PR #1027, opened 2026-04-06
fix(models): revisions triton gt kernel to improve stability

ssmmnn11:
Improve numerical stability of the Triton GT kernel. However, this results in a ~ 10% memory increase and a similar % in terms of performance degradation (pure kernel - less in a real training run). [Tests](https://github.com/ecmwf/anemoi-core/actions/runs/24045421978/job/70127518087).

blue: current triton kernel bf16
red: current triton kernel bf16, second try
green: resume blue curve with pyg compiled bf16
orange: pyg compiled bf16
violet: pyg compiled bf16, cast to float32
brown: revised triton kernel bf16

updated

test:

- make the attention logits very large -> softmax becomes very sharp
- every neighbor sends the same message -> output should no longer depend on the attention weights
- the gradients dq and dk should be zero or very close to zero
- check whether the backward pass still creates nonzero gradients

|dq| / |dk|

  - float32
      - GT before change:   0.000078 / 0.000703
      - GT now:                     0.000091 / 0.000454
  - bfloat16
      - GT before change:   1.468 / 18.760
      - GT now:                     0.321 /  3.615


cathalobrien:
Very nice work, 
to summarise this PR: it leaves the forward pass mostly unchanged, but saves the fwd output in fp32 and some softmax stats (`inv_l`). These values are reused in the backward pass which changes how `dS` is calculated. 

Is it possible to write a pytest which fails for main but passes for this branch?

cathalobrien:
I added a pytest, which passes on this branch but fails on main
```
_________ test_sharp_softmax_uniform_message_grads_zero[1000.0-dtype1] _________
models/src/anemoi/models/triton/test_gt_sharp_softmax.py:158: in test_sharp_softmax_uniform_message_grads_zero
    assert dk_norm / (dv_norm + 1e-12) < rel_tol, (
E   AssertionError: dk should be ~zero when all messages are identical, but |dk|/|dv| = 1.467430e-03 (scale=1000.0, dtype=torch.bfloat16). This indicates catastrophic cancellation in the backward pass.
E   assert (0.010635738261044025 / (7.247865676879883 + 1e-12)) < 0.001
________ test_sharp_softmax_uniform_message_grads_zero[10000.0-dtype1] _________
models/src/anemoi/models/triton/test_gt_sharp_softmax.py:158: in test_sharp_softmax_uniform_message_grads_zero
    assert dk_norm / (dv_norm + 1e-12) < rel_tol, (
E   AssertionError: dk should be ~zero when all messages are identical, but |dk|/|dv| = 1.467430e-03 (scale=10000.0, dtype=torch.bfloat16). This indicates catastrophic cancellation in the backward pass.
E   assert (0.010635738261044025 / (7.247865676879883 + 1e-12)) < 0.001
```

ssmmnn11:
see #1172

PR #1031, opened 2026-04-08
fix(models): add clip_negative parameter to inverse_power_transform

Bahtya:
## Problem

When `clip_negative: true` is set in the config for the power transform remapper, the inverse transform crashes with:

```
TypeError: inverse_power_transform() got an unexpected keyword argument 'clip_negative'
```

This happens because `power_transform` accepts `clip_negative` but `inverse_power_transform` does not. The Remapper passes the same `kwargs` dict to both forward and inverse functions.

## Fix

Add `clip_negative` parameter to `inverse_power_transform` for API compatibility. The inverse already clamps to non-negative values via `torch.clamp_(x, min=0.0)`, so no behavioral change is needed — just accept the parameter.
#####
Write the entries above out again, unchanged and complete.

PR #1027, opened 2026-04-06
fix(models): revisions triton gt kernel to improve stability

ssmmnn11:
Improve numerical stability of the Triton GT kernel. However, this results in a ~ 10% memory increase and a similar % in terms of performance degradation (pure kernel - less in a real training run). [Tests](https://github.com/ecmwf/anemoi-core/actions/runs/24045421978/job/70127518087).

blue: current triton kernel bf16
red: current triton kernel bf16, second try
green: resume blue curve with pyg compiled bf16
orange: pyg compiled bf16
violet: pyg compiled bf16, cast to float32
brown: revised triton kernel bf16

updated

test:

- make the attention logits very large -> softmax becomes very sharp
- every neighbor sends the same message -> output should no longer depend on the attention weights
- the gradients dq and dk should be zero or very close to zero
- check whether the backward pass still creates nonzero gradients

|dq| / |dk|

  - float32
      - GT before change:   0.000078 / 0.000703
      - GT now:                     0.000091 / 0.000454
  - bfloat16
      - GT before change:   1.468 / 18.760
      - GT now:                     0.321 /  3.615


cathalobrien:
Very nice work, 
to summarise this PR: it leaves the forward pass mostly unchanged, but saves the fwd output in fp32 and some softmax stats (`inv_l`). These values are reused in the backward pass which changes how `dS` is calculated. 

Is it possible to write a pytest which fails for main but passes for this branch?

cathalobrien:
I added a pytest, which passes on this branch but fails on main
```
_________ test_sharp_softmax_uniform_message_grads_zero[1000.0-dtype1] _________
models/src/anemoi/models/triton/test_gt_sharp_softmax.py:158: in test_sharp_softmax_uniform_message_grads_zero
    assert dk_norm / (dv_norm + 1e-12) < rel_tol, (
E   AssertionError: dk should be ~zero when all messages are identical, but |dk|/|dv| = 1.467430e-03 (scale=1000.0, dtype=torch.bfloat16). This indicates catastrophic cancellation in the backward pass.
E   assert (0.010635738261044025 / (7.247865676879883 + 1e-12)) < 0.001
________ test_sharp_softmax_uniform_message_grads_zero[10000.0-dtype1] _________
models/src/anemoi/models/triton/test_gt_sharp_softmax.py:158: in test_sharp_softmax_uniform_message_grads_zero
    assert dk_norm / (dv_norm + 1e-12) < rel_tol, (
E   AssertionError: dk should be ~zero when all messages are identical, but |dk|/|dv| = 1.467430e-03 (scale=10000.0, dtype=torch.bfloat16). This indicates catastrophic cancellation in the backward pass.
E   assert (0.010635738261044025 / (7.247865676879883 + 1e-12)) < 0.001
```

ssmmnn11:
see #1172

PR #1031, opened 2026-04-08
fix(models): add clip_negative parameter to inverse_power_transform

Bahtya:
## Problem

When `clip_negative: true` is set in the config for the power transform remapper, the inverse transform crashes with:

```
TypeError: inverse_power_transform() got an unexpected keyword argument 'clip_negative'
```

This happens because `power_transform` accepts `clip_negative` but `inverse_power_transform` does not. The Remapper passes the same `kwargs` dict to both forward and inverse functions.

## Fix

Add `clip_negative` parameter to `inverse_power_transform` for API compatibility. The inverse already clamps to non-negative values via `torch.clamp_(x, min=0.0)`, so no behavioral change is needed — just accept the parameter.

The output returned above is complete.